International Social Services: A Costa Rican Perspective
- Attend lectures and site visits to social service agencies to learn more about social services in Costa Rica
- Travel to significant cultural and historical sites around San Jose
- No language experience required
- Earn 3 hours of academic credit
The program provides students a general perspective on social services and broader social problems through a combination of lectures and site visits to social service agencies. These institutions focus on the institutional as well as individual aspects of social problems through individual troubles. In addition to daily seminars and site visits, students will have the opportunity to travel to significant cultural and historical sites in and around San José.
The following questions shape the context for these experiences: What are the differences in service delivery across cultures? How does culture influence the definitions and responses to social problems and answers? What influence does global economics have on community practice, child welfare, mental health, and schools?
Costa Rica is known for its natural beauty, extraordinary diversity of flora and fauna, social and political stability, high educational levels, and efficient infrastructure and services. The capital of San José is a vibrant and cosmopolitan city. It lies in the Central Valley on a plain surrounded by large forested mountain ranges, some of which include active volcanoes, green savannahs, and working coffee plantations.
Universidad de Costa Rica
The Universidad de Costa Rica is the oldest and largest university in Costa Rica, with a population of 35,000 students.
The University of Kansas-Universidad de Costa Rica exchange program, initiated in 1958, is the oldest inter-university exchange of its kind in the Western Hemisphere. Initiatives such as the collaborative short-term study abroad programs designed by the KU School of Social Welfare and UCR strengthen the bond between the two universities.
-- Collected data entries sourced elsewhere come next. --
PR #2130, opened 2021-03-02
[Flake8] Add `parallel` option

### LINKED ISSUE #1910: [Flake8] Add --jobs option
Add `linter.flake8.jobs` option to `sider.yml`

## What it this ?
support `--jobs` option for Flake 8
> -j JOBS, --jobs=JOBS  Number of subprocesses to use to run checks in parallel. This is ignored on Windows. The default, "auto", will auto-detect the number of processors available to use. (Default: auto)

https://flake8.pycqa.org/en/latest/manpage.html#options

## Why?
Flake 8 executes a analysis in parallel. In some case, this makes the analysis stuck. (i.e., timeout). With the option, we can disable parallel execution of Flake8 analysis.

ybiquitous:

This change adds the new `parallel` option which allows boolean values (default: `true`).
I think we should not provide the `jobs` option because users can specify an invalid value like `jobs: 10000`.

Close #1910


ybiquitous:
@gnakagaw Could you give me any feedback, please?

lib/runners/processor/flake8.rb
```diff
@@ -48,12 +50,15 @@ def setup
...
     def analyze(changes)
+      parallel = [true, nil].include?(config_linter[:parallel])
+
       capture3!(
         analyzer_bin,
         "--exit-zero",
         "--output-file", report_file,
         "--format", OUTPUT_FORMAT,
         "--append-config", IGNORED_CONFIG_PATH,
+        "--jobs", parallel ? "2" : "1",
```
gnakagaw, line 61: @ybiquitous 
```suggestion
        "--jobs", parallel ? "auto" : "1",
```
The default value for Flake8 `jobs` option is `auto`; Flake8 determine the optimal parallelism with the option. It is better that we set `auto` when `parallel` option is `true` in my opinion.
https://flake8.pycqa.org/en/latest/manpage.html#options

lib/runners/processor/flake8.rb
```diff
@@ -38,6 +39,7 @@ def self.config_example
           - flake8-builtins==1.4.1
           - flake8-docstrings>=1.4.0
           - git+https://github.com/PyCQA/flake8-import-order.git@51e16f33065512afa1a85a20b2c2d3be768f78ea
+        parallel: false
```
gnakagaw, line 42: The default value is `true` according to this PR description. Is this ok?
> This change adds the new parallel option which allows boolean values (default: true).

lib/runners/processor/flake8.rb
ybiquitous: Make sense. 👍 b4a67019

lib/runners/processor/flake8.rb
ybiquitous: Yes, this is just an example.

gnakagaw (approved):
LGTM

ybiquitous:
Thanks. I'll merge this when the CI passes. 🚀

Three hours of academic credit are granted by the University of Kansas upon successful completion of the program. Students will enroll in 3 credit hours of SW 560, SW 855, or SW 955, dependent upon academic level.
One formal class session will take place in Lawrence prior to departure. During that time, students will develop a series of questions in their area of interest which they will answer during the course of the program. There will be one class session after the program to reflect on the experience.
While in Costa Rica, the group will visit the UCR School of Social Welfare, attend lectures about the current state of affairs in Costa Rica, the health system, the justice system, women's issues, immigration, and other areas of concern. Planned site visits include a local health center, the UCR School of Social Welfare practicum site, a women's correctional facility, and a technical/secondary school for adolescent boys.
Students are housed in double or triple occupancy rooms at a hotel near UCR.
While in San José, the group will tour the city to see some of the main attractions, including the National Museum and National Theater, and attend a cultural night to watch traditional dancing. Planned excursions in the area include a visit to a coffee farm and La Paz Waterfalls, which also has hiking trails, a butterfly conservatory, hummingbird garden, and other areas with wildlife.
The group will travel to Manuel Antonio National Park for the weekend, making a stop at a spice farm on the way. Manuel Antonio is a rainforest with tropical plants and wildlife located on the beach. Next, the group will travel to La Fortuna where students will visit the Arenal waterfall and nearby Maleku indigenous community to eat a traditional lunch and learn about medicinal plants. Students can also choose to walk the rainforest trails and enjoy the hot springs or a mud bath.
Open to undergraduate and graduate students in the School of Social Welfare as well as junior and senior Sociology and Psychology majors. Minimum 2.5 GPA required. Exceptions considered after submission of a petition.
Community professionals may also take this course as part of the School’s Professional Community Education Program.
Rick Spano, Associate Professor in the School of Social Welfare will once again lead the program.